Massachusetts Sen. Elizabeth Warren last month became the first Democratic woman to launch a presidential exploratory effort, joined shortly afterward by New York Sen. Kirsten Gillibrand and Hawaii Rep. Tulsi Gabbard. Sens. Kamala Harris of California and Amy Klobuchar of Minnesota also are eyeing their own efforts in a Democratic primary that could draw dozens of entrants.
Among that top tier of female candidates, Gillibrand is particularly vocal in invoking her gender as a driver of her campaign. She put women’s priorities and perspective at the forefront of her launch this week, vowing to fight for children across the country with the same tenacity with which she fights for her own young sons. She’s highlighted her work in Washington on behalf of sexual misconduct victims, including her push to address harassment and assault in the military, as well as to reform the way that Congress handles harassment.

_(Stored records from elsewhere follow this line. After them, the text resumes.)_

PR #50, opened 2023-12-20
Early failure of workload creation based on cluster resources

SurbhiJainUSC:
## Fixes / Features
- Workload create verifies that the cluster resources exist for the tpu type to be created otherwise fail early with appropriate error message.

## Testing / Documentation
Testing details.

- [ y ] Tests pass

### DIFF
--- a/xpk.py
+++ b/xpk.py
@@ -229,6 +229,14 @@ spec:
         command: [ "sleep", "inf" ]
 """
 
+cluster_configmap_yaml = """kind: ConfigMap
+apiVersion: v1 
+metadata:
+  name: {args.cluster}-configmap 
+data:
+  {data}
+"""
+
 @dataclass
 class SystemCharacteristics:
   topology: str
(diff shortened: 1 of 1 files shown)


xpk.py
```diff
@@ -1763,6 +1829,43 @@ def check_if_workload_exists(args) -> bool:
...
+    args: user provided arguments for running the command.
+    system: system characteristics
+
+  Returns:
+    returns true if workload can schedule, otherwise returns false.
+  """
+  cluster_config_map = get_cluster_configmap(args)
+
+  # Prevents workload creation failure for existing clusters with no ConfigMap
+  if cluster_config_map is None:
```
Obliviour, line 1845: This is smart to allow it to be backward compatible with clusters created without this change. +1.

xpk.py
```diff
@@ -229,6 +229,14 @@
         command: [ "sleep", "inf" ]
 """
 
+cluster_configmap_yaml = """kind: ConfigMap
+apiVersion: v1
```
Obliviour, line 233: The config map is great. I am thinking we will use the config map to store additional data. How do you recommend we do this? Like for example, we want to store a XPK version that the cluster was created with.

One way I think we could do this is we set a custom name for each config map?

xpk.py
```diff
@@ -999,6 +1007,59 @@ def run_gke_cluster_create_command(args) -> int:
...
+  """Run the Create GKE Cluster ConfigMap request.
+
+  Args:
+    args: user provided arguments for running the command.
+
+  Returns:
+    0 if successful and 1 otherwise.
+  """
+  system = UserFacingNameToSystemCharacteristics[args.tpu_type]
+  data = f'{args.tpu_type}: "{int(args.num_slices) * system.vms_per_slice}"'
```
Obliviour, line 1020: Just to note that @michelle-yooh is adding gpu support which will need to modify this a bit. https://github.com/google/xpk/pull/49. So we just have to be aware depending on the order that things get merged!

xpk.py
SurbhiJainUSC: I was looking into some nesting structure but I don't think ConfigMap support that. We would have to create separate config map to store metadata like XPK version.

xpk.py
```diff
@@ -1763,6 +1829,43 @@ def check_if_workload_exists(args) -> bool:
   return False
 
 
+def check_if_workload_can_schedule(args, system):
+  """Check if workload can schedule based on the cluster resources (tpu_type and maximu VM in cluster).
+
```
Obliviour, line 1834: Nit maximum

xpk.py
SurbhiJainUSC: Thanks for the heads up.

xpk.py
Obliviour: Thinking a bit more, I think we can change the config map name here to align with its purpose (to store the resource types of the cluster). This will also, allow us to create additional config maps easier

xpk.py
```diff
@@ -1763,6 +1829,43 @@ def check_if_workload_exists(args) -> bool:
...
+      'XPK will not create this workload.'
+    )
+    return False
+
+  max_vm_in_cluster = cluster_config_map[args.tpu_type]
+  vm_required_by_workload = int(args.num_slices) * system.vms_per_slice
+  if vm_required_by_workload > max_vm_in_cluster:
+    xpk_print(
+        f'{args.workload} is requesting {vm_required_by_workload} VMs of {args.tpu_type} '
+        f'but the cluster only contains {max_vm_in_cluster} VMs of {args.tpu_type}. '
```
Obliviour, line 1861: Is it possible to add the number of slices of the tpu type being requested as well? I think it is easier to understand the workload based on the same args the user provides which is in num-slices and tpu type. The vm count is also great since kueue using vm count so having both will be super clear!

xpk.py
SurbhiJainUSC: yes, will change that.

Obliviour (commented):
This is a great feature and looks really good!! Thank you for making this change!

xpk.py
```diff
@@ -229,6 +229,14 @@
         command: [ "sleep", "inf" ]
 """
 
+cluster_configmap_yaml = """kind: ConfigMap
+apiVersion: v1 
+metadata:
+  name: {args.cluster}-resources-configmap
```
Obliviour, line 235: Not needed now but when we add the cluster version in a new config map, we can change this line to
`name: {args.cluster}-{config_map_name}-configmap`, then we can reuse this config map. Up to you if you want to add that now or later!

xpk.py
```diff
@@ -999,6 +1007,60 @@ def run_gke_cluster_create_command(args) -> int:
...
+
+  Returns:
+    0 if successful and 1 otherwise.
+  """
+  # TODO: Update when GPU support is enabled
+  data = f'{args.tpu_type}: "{int(args.num_slices) * system.vms_per_slice}"'
+  yml_string = cluster_configmap_yaml.format(args=args,
+                                           data=data)
+  tmp = write_temporary_file(yml_string)
+  command = f'kubectl apply -f {str(tmp.file.name)}'
```
Obliviour, line 1025: What happens if the cluster has a config map already with the same name? Can it apply it or does it error? We would want to be to update config maps on new calls of cluster create.

Obliviour (approved):
Two thoughts and looks great!

xpk.py
SurbhiJainUSC: If the ConfigMap already exist with the same map, it will update the data in the map.

PR #54, opened 2024-01-10
Fix device-type=none bug when using tpu-type

michelle-yooh:
## Fixes / Features
- A bug where the commands are requesting `None` when using `--tpu-type` instead of `--device-type`

## Testing / Documentation
Testing details.
Created a cluster with 2 slices of v4-8 and a workload using `--tpu-type`

- [ y ] Tests pass

### DIFF
--- a/xpk.py
+++ b/xpk.py
@@ -1069,7 +1069,8 @@ def create_cluster_configmap(args, system):
   Returns:
     0 if successful and 1 otherwise.
   """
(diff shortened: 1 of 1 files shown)


Obliviour (approved):
LGTM, I think xpk code needs a refactor so that we can have a good place to only set the device_type once instead of multiple times but thats outside the scope of this PR. Thanks Michelle for the quick fix!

Gillibrand is also one of the few prominent 2020 Democrats planning to attend a Women’s March event this year, amid anti-Semitism charges that have plagued the event’s national leadership team. But the senator, who’s personally boosted female candidates through her Off the Sidelines political action committee, said the controversy wouldn’t disrupt her commitment to the march’s broader mission.

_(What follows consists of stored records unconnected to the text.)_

PR #60, opened 2024-01-25
Refactor xpk command argument for Disruption handling.

abhinavclemson:
## Fixes
- Enable disruption handling

## Testing
Testing details.

- [ y ] Tests pass

### DIFF
--- a/xpk.py
+++ b/xpk.py
@@ -2123,7 +2123,7 @@ def get_main_container(args, system, docker_image, command, resource_type) -> st
                 - bash
                 - -c
                 - |
-                  echo XPK Start: $(date) ; {command} ; EXIT_CODE=$? ; echo XPK End: $(date); echo EXIT_CODE=$EXIT_CODE ; sleep 5; exit $EXIT_CODE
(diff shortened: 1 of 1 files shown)


xpk.py
```diff
@@ -2057,7 +2057,7 @@ def get_main_container(args, system, docker_image, command, resource_type) -> st
                 - bash
                 - -c
                 - |
-                  echo XPK Start: $(date) ; {command} ; EXIT_CODE=$? ; echo XPK End: $(date); echo EXIT_CODE=$EXIT_CODE ; sleep 5; exit $EXIT_CODE
+                  echo XPK Start: $(date) ; {command}
```
Obliviour, line 2060: Sorry for the back and forth here and slow response but I think we need to understand the fix for keeping / bringing back `EXIT_CODE=$? ; echo XPK End: $(date); echo EXIT_CODE=$EXIT_CODE ; sleep 5; exit $EXIT_CODE`.

Though these logs do not directly impact our user workloads, I don't want to unexpectedly break our user workloads by removing this. I observe that users view XPK End commands as a sign of their workload completing. Without it, we have no consistent way to mark this.

Can we talk with the GKE team to understand why bash solutions that should work are not working here  for disruption handling? I don't think we gain anything much by this CL before solving this?

Obliviour: @danielvegamyhre From what @abhinavclemson was describing, we are having troubles with disruption handling in the jobset api when keeping the statements after the {command}. I believe @abhinavclemson had a solution that worked in bash but didnt work with jobset api. This seems strange. @abhinavclemson if that is correct, can you investigate this more with @danielvegamyhre ?

Obliviour (approved):

PR #62, opened 2024-02-02
Support multiple workload deletion from single workload delete command

SurbhiJainUSC:
## Fixes / Features
- Support deletion of all workloads in the cluster
- Support deletion of workloads filtering by job name in the cluster

## Testing / Documentation
Testing details.

- [ y ] Tests pass

### DIFF
--- a/README.md
+++ b/README.md
@@ -235,7 +235,7 @@ checkpointing so the job restarts near where it was interrupted.
     --workload xpk-test-workload --cluster xpk-test
     ```
 
-    This will only delete `xpk-test-workload` workload in `xpk-test` cluster. Deletion will only begin if you type `Y` at the prompt.
+    This will only delete `xpk-test-workload` workload in `xpk-test` cluster.
 
 *   Workload Delete (delete all training jobs in the cluster):
 
@@ -244,7 +244,7 @@ checkpointing so the job restarts near where it was interrupted.
     --cluster xpk-test
     ```
 
-    This will delete all the workloads in `xpk-test` cluster. Deletion will only begin if you type `Y` at the prompt for every workload.
+    This will delete all the workloads in `xpk-test` cluster. Deletion will only begin if you type `y` or `yes` at the prompt.
 
 *   Workload Delete supports filtering. Delete a portion of jobs that match user criteria.
     * Filter by Job: `filter-by-job`
@@ -254,7 +254,7 @@ checkpointing so the job restarts near where it was interrupted.
     --cluster xpk-test --filter-by-job=$USER
     ```
 
-    This will delete all the workloads in `xpk-test` cluster whose names start with `$USER`. Deletion will only begin if you type `Y` at the prompt for every workload.
+    This will delete all the workloads in `xpk-test` cluster whose names start with `$USER`. Deletion will only begin if you type `y` or `yes` at the prompt.
 
 ## Workload List
 *   Workload List (see training jobs):
--- a/README.md
+++ b/README.md
@@ -466,7 +466,7 @@ gcloud beta compute reservations list --project=$PROJECT_ID
 gcloud beta compute reservations describe $RESERVATION --project=$PROJECT_ID --zone=$ZONE
 ```
 
-# Workload Debugging
+# TPU Workload Debugging
 
 ## Collect Stack Traces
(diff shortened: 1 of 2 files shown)


xpk.py
```diff
@@ -2481,14 +2481,37 @@ def workload_delete(args) -> int:
...
+    # Skip the header
+    workloads = return_value.strip().split("\n")[1:]
+  else:
+    workloads = [args.workload]
+
+  if not workloads:
+    xpk_print("There are no workloads to delete matching the filter in the cluster.")
+
+  for workload in workloads:
+    result = input(f'Do you want to delete the workload: {workload} (Y/n)? ')
```
Obliviour, line 2504: I like the yes / no user feedback logic here! two suggestions:

1. Can the user enter yes/no/y/n once per workload delete command, instead of once per workload. We can print out all the workloads that are planned to be deleted. (Same as https://github.com/google/xpk/blob/main/xpk.py#L1396-L1401)

I think it would be hard to ask the user to type yes several times. 

2. Can you refactor the user input y/yes/n/no logic we use in node pool delete into a function and use that here as well. I think we will also need it in cluster deletion as well for a new feature request. (https://github.com/google/xpk/blob/main/xpk.py#L1396-L1401)

xpk.py
```diff
@@ -3187,18 +3224,25 @@ def directory_path_type(value):
...
+    help='The name of the cluster to delete the job on.',
+    required=True,
+)
+
+### Optional arguments
+workload_delete_parser_optional_arguments.add_argument(
     '--workload',
     type=workload_name_type,
     default=None,
     help='The name of the workload to delete.',
```
Obliviour, line 3239: Can you add that if the workload is not specified, the default behavior is that all workloads will be deleted from the cluster?

README.md
```diff
@@ -235,6 +235,27 @@ checkpointing so the job restarts near where it was interrupted.
...
+    This will only delete `xpk-test-workload` workload in `xpk-test` cluster. Deletion will only begin if you type `Y` at the prompt.
+
+*   Workload Delete (delete all training jobs in the cluster):
+
+    ```shell
+    python3 xpk.py workload delete \
+    --cluster xpk-test
+    ```
+
+    This will delete all the workloads in `xpk-test` cluster. Deletion will only begin if you type `Y` at the prompt for every workload.
```
Obliviour, line 247: nit: to adjust the readme that users only need to type yes/y once at the prompt.

xpk.py
```diff
@@ -3187,18 +3224,25 @@ def directory_path_type(value):
...
 ### Required arguments
 workload_delete_parser_required_arguments.add_argument(
+    '--cluster',
+    type=str,
+    default=None,
+    help='The name of the cluster to delete the job on.',
+    required=True,
+)
+
+### Optional arguments
```
Obliviour, line 3234: Can you add a `--force` argument that skips the user prompt? This is good for automated tests for example. Or if a user really believes in themselves. You can build from https://github.com/google/xpk/blob/main/xpk.py#L2823-L2830

xpk.py
```diff
@@ -2481,14 +2481,37 @@ def workload_delete(args) -> int:
...
+    xpk_print("Get the name of the workloads in the cluster.")
+    return_code, return_value = get_workload_list(args, columns)
+
+    if return_code != 0:
+      xpk_print(f'List Job request returned ERROR {return_code}')
+      xpk_exit(return_code)
+    # Skip the header
+    workloads = return_value.strip().split("\n")[1:]
+  else:
+    workloads = [args.workload]
```
Obliviour, line 2498: Hmm I think we should skip the prompt if they use args.workload since that keeps the current behavior the same. Users are currently happy with the delete single workload case and I don't think we need to doublecheck users there.

Obliviour (commented):
Looks great! I already heard of a customer interested in using this feature so this will be eagerly used!

xpk.py
SurbhiJainUSC: Updated!

xpk.py
SurbhiJainUSC: Added!

README.md
SurbhiJainUSC: Done!

xpk.py
SurbhiJainUSC: Sure, added!

xpk.py
SurbhiJainUSC: Gotcha, updated!

xpk.py
```diff
@@ -2560,6 +2597,28 @@ def determine_workload_list_filter_by_job(args) -> str:
     return workload_list_awk_command(f'{job_name_arg} ~ \"{args.filter_by_job}\"')
 
 
+def get_workload_list(args, columns) -> None:
+  """Function to get the list of the workloads in the cluster.
```
Obliviour, line 2601: nit: maybe add a comment that this function is used by other internal xpk functions that need to list workloads. Not used directly by `workload list` command

Obliviour: actually I see better how this is used. I think it is good as is!

Obliviour (approved):
LGTM, great set of changes! Thank you

PR #938, opened 2025-06-13
Added a compile time flag to compile SQLite with builtin math functions

### LINKED ISSUE #937: SQLite built-in math functions are not available in SQLPage
### Introduction

Many built-in mathematical functions are unavailable because the file `sqlite3.c` is compiled without the correct flag.
See https://github.com/rusqlite/rusqlite/issues/1211 as the rationale behind the default compile settings chosen by the upstream library.

### To Reproduce

Any query that uses a function from the page https://www.sqlite.org/draft/lang_mathfunc.html (such as `exp`, `log` and so on) will error out.

### Expected behavior

I think that it would be a sensible default to enable this particular flag at compile time for SQLPage, since some of these functions are very useful in data manipulation.

### Version information

 - Database: the built-in SQLite DB
 - SQLPage Version: 0.35.1

### Additional context

I am opening a pull request with a `config.toml` to compile using the `-DSQLITE_ENABLE_MATH_FUNCTIONS` compile-time option.

francesco-cattoglio:
Closes #937

I think this is the easy way of setting the env var.
If we want to make this optional it could be implemented via features, but IMO making it optional would be overkill.

### DIFF
--- a/.cargo/config.toml
+++ b/.cargo/config.toml
@@ -1,4 +1,7 @@
 [env]
 # To use built-in math functions, this compile time flag must be set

Gillibrand “strongly condemns anti-Semitism from anyone, in all forms,” communications director Meredith Kelly said, but she “will not turn her back on the thousands of Iowa women who are joining this locally organized march to advocate for the issues that deeply impact them and their families.”

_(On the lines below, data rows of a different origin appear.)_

PR #941, opened 2025-06-18
Dynamic routing with _.sql

andrewsinnovations:
This update allow you to create a _.sql file that will catch all routing paths in its folder and all subpaths, while still respecting the 404.sql process already in place.

For example, if your folder structure is such:

/
/models
/models/_.sql
/models/example/404.sql

and if you have this code in the /models/_.sql:

```sql
select sqlpage.path();
select sqlpage.variables();
```

and you have this code in /models/example/404.sql:

```sql
select 'Sorry, this page was not found';
```

In your browser, you can access any of these URLs with this result:

1. / - this will render the default "It Works" page because there is no /index.sql
2. /test - This will render the default 404 page built into sqlpage because there is no /404.sql
3. /models/example/test - This will render "Sorry, this page was not found" because of /models/example/404.sql
4. /models/mymodel?id=3 - This will render a page with /models/mymodel as the path, and {id: 3} as variables. It was caught by /models/_.sql
5. /models/mymodel/submodel/test - This will render a page with /models/mymodel/submodel/test as the path, and {} as variables. It was caught by /models/_.sql
6. /models/mymodel/anything/anything_more/yet_even_more/still_going?id=5&val=2 - This will render a page with /models/mymodel/anything/anything_more/yet_even_more/still_going as the path, and {id: 5, val: 2} as variables because it was caught by /models/_.sql

This allows for some simple dynamic routing.

### DIFF
--- a/src/webserver/http.rs
+++ b/src/webserver/http.rs
@@ -533,24 +533,25 @@ pub async fn run_server(config: &AppConfig, state: AppState) -> anyhow::Result<(
         }
         #[cfg(not(target_family = "unix"))]
         anyhow::bail!("Unix sockets are not supported on your operating system. Use listen_on instead of unix_socket.");
-    } else {
-        if let Some(domain) = &config.https_domain {
-            let mut listen_on_https = listen_on;
-            listen_on_https.set_port(443);
-            log::debug!("Will start HTTPS server on {listen_on_https}");
-            let config = make_auto_rustls_config(domain, config);
-            server = server
-                .bind_rustls_0_23(listen_on_https, config)
-                .map_err(|e| bind_error(e, listen_on_https))?;
-        } else if listen_on.port() == 443 {
-            bail!("Please specify a value for https_domain in the configuration file. This is required when using HTTPS (port 443)");
-        }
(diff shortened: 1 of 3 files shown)


andrewsinnovations:
This functionality could possible be achieved with the existing 404.sql functionality. However that method indicates a "file not found" intended use, rather than allowing for dynamic routes. If a file named _.sql is used by convention for a dynamic catch-all, its purpose is more obvious.

lovasoa:
Hi ! 

  Could you walk me through ? The goal is to avoid having to name catch-all files `404.sql`, and allow naming them `_.sql` instead ? If this is only this, then maybe we should instead work on improving the documentation and adding examples, in order to make it easier for people to discover the existing functionality ?

andrewsinnovations:
Yes the intention is solely semantics, with _ and 404 having different meanings. I ran some tests with 404.sql and the functionality is the same. If you'd rather only offer 404 handling for unknown routes, I think that will work and can close the PR.

lovasoa:
Ok ! I have been thinking about ways to improve routing, I'll make my own PR and let you know !

PR #942, opened 2025-06-22
fix docs

astraw:
The `:` character is a colon (not a semi-colon).


lovasoa (approved):
Thanks for the correction!

Issue #949, opened 2025-06-28
login page for SSO


astraw:
**What is your problem ? A description of the problem, not the solution you are proposing.**

As tested with Google OIDC, when a user opens my SQLPage website with SSO for the first time, they are immediately redirected to a "sign in with google" page hosted at https://accounts.google.com/ . This is a little jarring as they expect to see my webpage. Instead, they may think something has gone wrong because they are not at my website but somewhere completely different.

It also may be required in some jurisdictions for the user to actively consent to the use of cookies.

**A clear and concise description of what you want to happen.**

It would be nice if there was an option to create a page for a user for whom SSO auth has not (yet) successfully completed. They can be informed of what will happen when they click something like a "login" button to trigger the redirect. This could also be notified that by proceeding, they are accepting cookies.

alexisrc1:
hello @astraw and thanks for your message, this is not a feature we have on our roadmap yet, but please send me an email at alexis@sql-page.com to discuss this further and see if we can start working on this new functionality !

astraw:
@alexisrc1 this is nothing I need right now but I thought the feedback might be useful.

nip1904:
Hi,
I am very interested in such feature.
Maybe it is possible to add a blacklist option, where you can add an url for bypass the oidc middleware in sqlpage.
So you can define a frontpage url with login link and also come back after logout.

lovasoa:
implemented in [#969](https://github.com/sqlpage/SQLPage/pull/969)

this will be in the next version of sqlpage

PR #969, opened 2025-07-24
Added configuration option to skip OIDC authorization checks for certain endpoints

lenardt-gerhardts:
Added a configuration field called "oidc_skip_endpoints" which is a Vec<String> of endpoints that should be ignored by the OIDC Authentication.

This would also resolve issue https://github.com/sqlpage/SQLPage/issues/949


lovasoa:
Thanks for the pr! that's a very useful feature. 

I think we need to document it better, especially for less technical users who may not be familiar with the term "endpoint", and include examples of it in https://sql-page.com/sso/

Also, I'm wondering whether a prefix whitelist wouldn't be more useful than an individual endpoint blacklist. 

When you have a public site that has a subsection that is reserved to authorized users,  you would configure 

```json
{
    "oidc_protected_path_prefix": ["/private"]
}
```

This way you could put authenticated files in a folder and not have to configure more.

lovasoa:
@lenardt-gerhardts I made a few changes, let me know what you think

lenardt-gerhardts:
Yeah I thought about regex pattern matching for the endpoints, to get rid of problems with assets a colleague of me had.

That being said I really like your idea

We could also implement both and let the user decide, which method they want to use. In my opinion a Whitelist is the better option security wise, but of course both can be misconfigured.

Let me know if you want me to work on the whitelist and if it should contain the regex or not :D

lovasoa:
Yes, good idea. Could you add an `oidc_public_paths` configuration option that has precedence over `oidc_protected_paths`, and document it ?

I think regex configuration is more complicated than needed, and is hard to teach to folks who are not already comfortable with regular expressions.

lenardt-gerhardts:
On it.
 
I would personally like to be able to use wildcards like "/*.private.sql" but i'll leave that decision to you.

lenardt-gerhardts:
I've added the whitelist option. 
Tell me if this implementation is satisfactory for you.

configuration.md
```diff
@@ -25,6 +25,8 @@ Here are the available configuration options and their default values:
...
+| `oidc_protected_paths`                        | `["/"]`                                                      | A list of URL prefixes that should be protected by OIDC authentication. By default, all paths are protected (`["/"]`). If you want to make some pages public, you can restrict authentication to a sub-path, for instance `["/admin", "/users/settings"]`. |
+| `oidc_public_paths`                           | `[]`                                                        | A list of URL prefixes that should be publicly available. By default, no paths are publicly accessible (`[]`). If you want to make some pages public, you can bypass authentication for a sub-path, for instance `["/public/", "/assets/"]`. Keep in mind that without the closing backslashes, that any directory or file starting with `public` or `assets` will be publicly available. This will also overwrite any protected path restriction. If you have a private path `/private` and you define the public path `/private/public/` everything in `/private/public/` will be publicly accessible, while everything else in private will still need authentication. You will not be able to define a private path inside a public path. |
```
lovasoa, line 29:
```suggestion
| `oidc_public_paths`                           | `[]`                                                        | A list of URL prefixes that should be publicly available. By default, no paths are publicly accessible (`[]`). If you want to make some pages public, you can bypass authentication for a sub-path, for instance `["/public/", "/assets/"]`. Keep in mind that without the closing backslashes, that any directory or file starting with `public` or `assets` will be publicly available. This will also overwrite any protected path restriction. If you have a private path `/private` and you define the public path `/private/public/` everything in `/private/public/` will be publicly accessible, while everything else in private will still need authentication.
```

I understand what you meant, but I think it's confusing. When setting `oidc_protected_paths = ["/private"]`, then `/private` is indeed a private path inside a public path (`/` is public).

I think the documentation is clear enough about what is possible and what isn't without this sentence.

While Warren’s campaign has so far emphasized racial and economic inequity more than gender, pundits are already speculating about her and Gillibrand’s “likability” — a reminder, for some influential women, of the uneven playing field that Clinton faced challenging Trump.
Democratic Sen. Mazie Hirono of Hawaii recalled “all kinds of strange attitudes that come out” when women seek executive office and called for “more attention paid” to gender bias given the historic success of female candidates in 2018. When told that the first question at Gillibrand’s post-announcement press conference invoked likability, Hirono quipped: “Don’t you think that’s such bull—t?”
The presence of several women in the presidential field, activists and analysts say, hopefully can make it easier to identify and shut down sexism.
“Because there are so many women running, it doesn’t totally inoculate women from sexism, but it does provide some guardrails,” said Shaunna Thomas, executive director of Ultraviolet, a group advocating for gender equality throughout American life.
Kelly Dittmar, a scholar at the Center for American Women and Politics at Rutgers University, said, “The fact that we’re willing to call it out, that’s where the progress is. We have to just be realistic that racism and sexism within our institutions are really deep-seated.”
Dittmar also pointed to the political advantages of nominating a woman or person of color “in terms of appealing to particular constituencies who haven’t seen themselves represented in the presidency, who haven’t felt like the Democratic Party is speaking to them.”
And activists representing those constituencies are already making plans to press female candidates on the issues, and not just on more traditionally gender-linked topics such as expanded child care access and abortion rights. Jennifer Epps-Addison, co-executive director of the Center for Popular Democracy, said her group wants to “hear more” from Gillibrand and Harris about criminal justice, for example.
Cecile Richards, who led Planned Parenthood for 12 years, predicted that the high-profile female Democratic candidates would push their male counterparts to work harder to appeal to female voters.
“What do the men who are running for office have to offer women?” Richards asked. “Right now, women have a lot of candidates they can look at who look a lot more like them, who have been on the front lines of their issues for a long, long time.”